(Problem)
Some lines in the material below hold the word "like". Copy all of them.
** Opening Source records block **
Issue #1280, opened 2022-10-13
Replace the implementation of `pwndbg.commands.windbg.dX` with `pwndbg.hexdump.hexdump`


gsingh93:
It seems like `pwndbg.commands.windbg.dX` duplicates a lot of functionality with `pwndbg.hexdump.hexdump`. If we add in a few more configuration options to `pwndbg.hexdump.hexdump`, I think we can implement `dX` with a single call to `hexdump`.

ruijia-zhou:
Hi, @gsingh93 , I have implemented this and passed all the tests. Can you please assign this to me such that I can submit a pull request?

disconnect3d:
@ruijia-zhou Fwiw you don't need to be assigned to an issue to send a PR, but yeah, assigned you :).

PR #1341, opened 2022-10-24
Refactor pwndbg.commands.windbg.dX and pwndbg.hexdump.hexdump

ruijia-zhou:
Replace the implementation of pwndbg.commands.windbg.dX with pwndbg.hexdump.hexdump, see issue #1280. The code in dX has been moved to dexdump. Some optional options have been added to the function signature of hexdump such that dX is implemented using a single call to hexdump.

### DIFF
--- a/pwndbg/commands/windbg.py
+++ b/pwndbg/commands/windbg.py
@@ -6,6 +6,7 @@ import argparse
 import codecs
 import math
 from builtins import str
+from itertools import chain
 
 import gdb
 
@@ -15,16 +16,7 @@ import pwndbg.gdblib.memory
 import pwndbg.gdblib.strings
 import pwndbg.gdblib.symbol
 import pwndbg.gdblib.typeinfo
-
-
-def get_type(size):
-    return {
-        1: pwndbg.gdblib.typeinfo.uint8,
-        2: pwndbg.gdblib.typeinfo.uint16,
-        4: pwndbg.gdblib.typeinfo.uint32,
-        8: pwndbg.gdblib.typeinfo.uint64,
-    }[size]
-
+import pwndbg.hexdump
 
 parser = argparse.ArgumentParser(description="Starting at the specified address, dump N bytes.")
 parser.add_argument(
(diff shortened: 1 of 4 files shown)


gsingh93:
@ruijia-zhou, try running `./lint.sh -f` to fix the lint issues, more details here: https://github.com/pwndbg/pwndbg/blob/dev/DEVELOPING.md#linting

ruijia-zhou:
Thanks for the information. Sorry for this. I am trying now.

ruijia-zhou:
@gsingh93 thanks a lot for the information. Just passed all checks.

pwndbg/commands/windbg.py
```diff
@@ -141,50 +132,18 @@ def dX(size, address, count, to_string=False, repeat=False):
...
+    lines = list(
+        chain.from_iterable(
+            pwndbg.hexdump.hexdump(
+                data=None, size=size, count=count, address=address, repeat=repeat, dX_call=True
+            )
+        )
+    )
 
-    if not to_string:
+    if not to_string and lines != []:
```
gsingh93: nit: the "Pythonic" way to do this is `if not to_string and lines`: https://stackoverflow.com/questions/53513/how-do-i-check-if-a-list-is-empty

I'd also accept `len(lines) != 0`, just because it'll catch type issues where `lines` is not a list (even though this isn't considered "Pythonic").

pwndbg/hexdump.py
```diff
@@ -2,18 +2,31 @@
...
 import pwndbg.color.theme as theme
 import pwndbg.gdblib.config
+import pwndbg.gdblib.typeinfo
+from pwndbg.commands.windbg import enhex
 
 color_scheme = None
 printable = None
 
 
+def get_type(size):
```
gsingh93: Could you move this function into `pwndbg.gdblib.typeinfo`? I think it makes more sense there and we probably want to use it in other places in the codebase.

ruijia-zhou: Sure, I will do it now :)

pwndbg/commands/windbg.py
ruijia-zhou: Thanks for the advice, I will do it now

pwndbg/hexdump.py
```diff
@@ -66,51 +79,110 @@ def load_color_scheme():
...
+        values = []
+
+        if repeat:
+            count = hexdump.last_count
+            address = hexdump.last_address
+        else:
+            address = int(address) & pwndbg.gdblib.arch.ptrmask
+            count = int(count)
+
+        type = get_type(size)
```
gsingh93: `type` is a built-in Python function. In the future we'll have a linter preventing names like this, so could you rename the variable to something else? If `type` really is the best name for this, we can go with something like `type_`.

pwndbg/hexdump.py
```diff
@@ -66,51 +79,110 @@ def load_color_scheme():
...
+            for group in groupby(group_width, line):
+                for char in group:
+                    hexline.append(printable[char])
+                hexline.append(H.separator("%s" % config_separator))
+
+            yield "".join(hexline)
+
+    else:
+
+        """
```
gsingh93: Nit, generally these types of string comments only go at the top of a function, so in this case we should convert it to a normal comment with `#`.

pwndbg/hexdump.py
```diff
@@ -66,51 +79,110 @@ def load_color_scheme():
...
+        else:
+            address = int(address) & pwndbg.gdblib.arch.ptrmask
+            count = int(count)
+
+        type = get_type(size)
+
+        for i in range(count):
+            try:
+                gval = pwndbg.gdblib.memory.poi(type, address + i * size)
+                # print(str(gval))
```
gsingh93: Let's remove all the debugging code before merging this.

pwndbg/hexdump.py
```diff
@@ -66,51 +79,110 @@ def load_color_scheme():
...
+        if not values:
+            print("Could not access the provided address")
+            return
+
+        n_rows = int(math.ceil(count * size / float(16)))
+        row_sz = int(16 / size)
+        rows = [values[i * row_sz : (i + 1) * row_sz] for i in range(n_rows)]
+        lines = []
+
+        # sys.stdout.write(repr(rows) + '\n')
```
gsingh93: Same note about the debugging code.

ruijia-zhou:
Hi, @gsingh93 ,I have revised the code. Please have a look. Thanks!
** Closing Source records block **
(Finished task)
It seems like `pwndbg.commands.windbg.dX` duplicates a lot of functionality with `pwndbg.hexdump.hexdump`. If we add in a few more configuration options to `pwndbg.hexdump.hexdump`, I think we can implement `dX` with a single call to `hexdump`.
gsingh93: `type` is a built-in Python function. In the future we'll have a linter preventing names like this, so could you rename the variable to something else? If `type` really is the best name for this, we can go with something like `type_`.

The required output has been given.